PR #502, opened 2018-10-12
Update ProtectedVisibility/PublicVisibility to guard against missing reflection

### LINKED ISSUE #501: PublicVisibility mutator failing due to missing reflection
| Question    | Answer
| Infection version | 0.10.5 (as a Composer package)
| Test Framework version | PHPUnit 7.4.0
| PHP version | PHP 7.2.2 (cli)
| Platform    | OSX Sierra
| Github Repo | https://github.com/humbug/php-scoper/pull/265

<details>
<summary>Complete output</summary>

```bash
$ php fixtures/set020-infection/vendor/infection/infection/bin/infection --coverage=dist/infection-coverage
You are running Infection with xdebug enabled.
    ____      ____          __  _

Running initial test suite...

PHPUnit version: 7.4.0

  723 [============================] 4 secsProcessing source code files:  0/44

Generate mutants...

Processing source code files:  8/44
In InvalidMutatorException.php line 21:

  Encountered an error with the "PublicVisibility" mutator in the "/Users/tfidry/Project/Humbug/php-scoper/src/functions.php" file. This is most likely a bug in Infection, so please report this in our
  issue tracker.


In PublicVisibility.php line 103:

  Call to a member function getInterfaces() on null


run [--test-framework TEST-FRAMEWORK] [--test-framework-options TEST-FRAMEWORK-OPTIONS] [-j|--threads THREADS] [--only-covered] [-s|--show-mutations] [-c|--configuration CONFIGURATION] [--coverage COVERAGE] [--mutators MUTATORS] [--filter FILTER] [--formatter FORMATTER] [--min-msi MIN-MSI] [--min-covered-msi MIN-COVERED-MSI] [--log-verbosity LOG-VERBOSITY] [--initial-tests-php-options INITIAL-TESTS-PHP-OPTIONS] [--ignore-msi-with-no-mutations] [--debug]
```
</details>

The issue seems to be caused by that following piece of code:

```php
// src/functions.php from humbug/php-scoper

function create_scoper(): Scoper
{
    return (new class() extends ApplicationFactory {
        public static function createScoper(): Scoper
        {
            return parent::createScoper();
        }
    })::createScoper();
}
```

sanmai:
This happens because `ReflectionVisitor` adds a class reflection only for non-anonymous, named, classes. For an anonymous class we need to create an actual instance of that class, which seems to be infeasible for now.

https://github.com/infection/infection/blob/c4ebe3eeb1f0e4f435b43131b799be025e217f6a/src/Visitor/ReflectionVisitor.php#L47-L49

PHP Parser has nothing to do with that issue.

This PR:

- [x] Fixes #501
- [x] Covered by tests

### DIFF
--- a/src/Mutator/FunctionSignature/ProtectedVisibility.php
+++ b/src/Mutator/FunctionSignature/ProtectedVisibility.php
@@ -65,6 +65,11 @@ final class ProtectedVisibility extends Mutator
         /** @var \ReflectionClass $reflection */
         $reflection = $node->getAttribute(ReflectionVisitor::REFLECTION_CLASS_KEY);
 
+        if (!$reflection instanceof \ReflectionClass) {
+            // assuming the worst where interface has the same method
+            return true;
+        }
+
         $parent = $reflection->getParentClass();
 
         while ($parent) {
--- a/src/Mutator/FunctionSignature/ProtectedVisibility.php
+++ b/src/Mutator/FunctionSignature/ProtectedVisibility.php
@@ -62,11 +62,11 @@ final class ProtectedVisibility extends Mutator
 
     private function hasSameProtectedParentMethod(Node $node): bool
     {
-        /** @var \ReflectionClass $reflection */
+        /** @var \ReflectionClass|null $reflection */
         $reflection = $node->getAttribute(ReflectionVisitor::REFLECTION_CLASS_KEY);
 
         if (!$reflection instanceof \ReflectionClass) {
-            // assuming the worst where interface has the same method
+            // assuming the worst where a parent class has the same method
             return true;
         }
 
--- a/src/Mutator/FunctionSignature/PublicVisibility.php
+++ b/src/Mutator/FunctionSignature/PublicVisibility.php
@@ -92,11 +92,11 @@ final class PublicVisibility extends Mutator
 
     private function hasSamePublicParentMethod(Node $node): bool
     {
-        /** @var \ReflectionClass $reflection */
+        /** @var \ReflectionClass|null $reflection */
         $reflection = $node->getAttribute(ReflectionVisitor::REFLECTION_CLASS_KEY);
 
         if (!$reflection instanceof \ReflectionClass) {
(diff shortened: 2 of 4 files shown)


src/Mutator/FunctionSignature/ProtectedVisibility.php
```diff
@@ -65,6 +65,11 @@ private function hasSameProtectedParentMethod(Node $node): bool
         /** @var \ReflectionClass $reflection */
         $reflection = $node->getAttribute(ReflectionVisitor::REFLECTION_CLASS_KEY);
 
+        if (!$reflection instanceof \ReflectionClass) {
+            // assuming the worst where interface has the same method
+            return true;
+        }
```
sanmai: PHPStan says that a strict comparison using `===` between `ReflectionClass` and `null` will always evaluate to false.

sanmai:
@theofidry np, please see updated description; PHP Parser is not at fault here.

src/Mutator/FunctionSignature/ProtectedVisibility.php
theofidry: I think this is because you have `/** @var \ReflectionClass $reflection */` instead of `/** @var \ReflectionClass|null $reflection */`.

I'm not against the instanceof check, however I admit I would prefer `!($reflection instanceof \ReflectionClass)`. That said it's personal preference over CS so pay no mind to it if you disagree

theofidry:
>Not sure if there's anything else can be done here, what do you all think?

Your patch looks good to me

src/Mutator/FunctionSignature/ProtectedVisibility.php
sanmai: I'm not the one to disagree! This is definitely more proper because leaves no window for error.

sanmai:
Is it okay that we're being pessimistic here? 

Being optimistic can result in extra erroneous mutations, but we may miss interesting and useful mutations.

□ □ □ □ □

Assignment:
The data should be copied out in full, exactly as it reads.

Exercise solution:
PR #502, opened 2018-10-12
Update ProtectedVisibility/PublicVisibility to guard against missing reflection

### LINKED ISSUE #501: PublicVisibility mutator failing due to missing reflection
| Question    | Answer
| Infection version | 0.10.5 (as a Composer package)
| Test Framework version | PHPUnit 7.4.0
| PHP version | PHP 7.2.2 (cli)
| Platform    | OSX Sierra
| Github Repo | https://github.com/humbug/php-scoper/pull/265

<details>
<summary>Complete output</summary>

```bash
$ php fixtures/set020-infection/vendor/infection/infection/bin/infection --coverage=dist/infection-coverage
You are running Infection with xdebug enabled.
    ____      ____          __  _

Running initial test suite...

PHPUnit version: 7.4.0

  723 [============================] 4 secsProcessing source code files:  0/44

Generate mutants...

Processing source code files:  8/44
In InvalidMutatorException.php line 21:

  Encountered an error with the "PublicVisibility" mutator in the "/Users/tfidry/Project/Humbug/php-scoper/src/functions.php" file. This is most likely a bug in Infection, so please report this in our
  issue tracker.


In PublicVisibility.php line 103:

  Call to a member function getInterfaces() on null


run [--test-framework TEST-FRAMEWORK] [--test-framework-options TEST-FRAMEWORK-OPTIONS] [-j|--threads THREADS] [--only-covered] [-s|--show-mutations] [-c|--configuration CONFIGURATION] [--coverage COVERAGE] [--mutators MUTATORS] [--filter FILTER] [--formatter FORMATTER] [--min-msi MIN-MSI] [--min-covered-msi MIN-COVERED-MSI] [--log-verbosity LOG-VERBOSITY] [--initial-tests-php-options INITIAL-TESTS-PHP-OPTIONS] [--ignore-msi-with-no-mutations] [--debug]
```
</details>

The issue seems to be caused by that following piece of code:

```php
// src/functions.php from humbug/php-scoper

function create_scoper(): Scoper
{
    return (new class() extends ApplicationFactory {
        public static function createScoper(): Scoper
        {
            return parent::createScoper();
        }
    })::createScoper();
}
```

sanmai:
This happens because `ReflectionVisitor` adds a class reflection only for non-anonymous, named, classes. For an anonymous class we need to create an actual instance of that class, which seems to be infeasible for now.

https://github.com/infection/infection/blob/c4ebe3eeb1f0e4f435b43131b799be025e217f6a/src/Visitor/ReflectionVisitor.php#L47-L49

PHP Parser has nothing to do with that issue.

This PR:

- [x] Fixes #501
- [x] Covered by tests

### DIFF
--- a/src/Mutator/FunctionSignature/ProtectedVisibility.php
+++ b/src/Mutator/FunctionSignature/ProtectedVisibility.php
@@ -65,6 +65,11 @@ final class ProtectedVisibility extends Mutator
         /** @var \ReflectionClass $reflection */
         $reflection = $node->getAttribute(ReflectionVisitor::REFLECTION_CLASS_KEY);
 
+        if (!$reflection instanceof \ReflectionClass) {
+            // assuming the worst where interface has the same method
+            return true;
+        }
+
         $parent = $reflection->getParentClass();
 
         while ($parent) {
--- a/src/Mutator/FunctionSignature/ProtectedVisibility.php
+++ b/src/Mutator/FunctionSignature/ProtectedVisibility.php
@@ -62,11 +62,11 @@ final class ProtectedVisibility extends Mutator
 
     private function hasSameProtectedParentMethod(Node $node): bool
     {
-        /** @var \ReflectionClass $reflection */
+        /** @var \ReflectionClass|null $reflection */
         $reflection = $node->getAttribute(ReflectionVisitor::REFLECTION_CLASS_KEY);
 
         if (!$reflection instanceof \ReflectionClass) {
-            // assuming the worst where interface has the same method
+            // assuming the worst where a parent class has the same method
             return true;
         }
 
--- a/src/Mutator/FunctionSignature/PublicVisibility.php
+++ b/src/Mutator/FunctionSignature/PublicVisibility.php
@@ -92,11 +92,11 @@ final class PublicVisibility extends Mutator
 
     private function hasSamePublicParentMethod(Node $node): bool
     {
-        /** @var \ReflectionClass $reflection */
+        /** @var \ReflectionClass|null $reflection */
         $reflection = $node->getAttribute(ReflectionVisitor::REFLECTION_CLASS_KEY);
 
         if (!$reflection instanceof \ReflectionClass) {
(diff shortened: 2 of 4 files shown)


src/Mutator/FunctionSignature/ProtectedVisibility.php
```diff
@@ -65,6 +65,11 @@ private function hasSameProtectedParentMethod(Node $node): bool
         /** @var \ReflectionClass $reflection */
         $reflection = $node->getAttribute(ReflectionVisitor::REFLECTION_CLASS_KEY);
 
+        if (!$reflection instanceof \ReflectionClass) {
+            // assuming the worst where interface has the same method
+            return true;
+        }
```
sanmai: PHPStan says that a strict comparison using `===` between `ReflectionClass` and `null` will always evaluate to false.

sanmai:
@theofidry np, please see updated description; PHP Parser is not at fault here.

src/Mutator/FunctionSignature/ProtectedVisibility.php
theofidry: I think this is because you have `/** @var \ReflectionClass $reflection */` instead of `/** @var \ReflectionClass|null $reflection */`.

I'm not against the instanceof check, however I admit I would prefer `!($reflection instanceof \ReflectionClass)`. That said it's personal preference over CS so pay no mind to it if you disagree

theofidry:
>Not sure if there's anything else can be done here, what do you all think?

Your patch looks good to me

src/Mutator/FunctionSignature/ProtectedVisibility.php
sanmai: I'm not the one to disagree! This is definitely more proper because leaves no window for error.

sanmai:
Is it okay that we're being pessimistic here? 

Being optimistic can result in extra erroneous mutations, but we may miss interesting and useful mutations.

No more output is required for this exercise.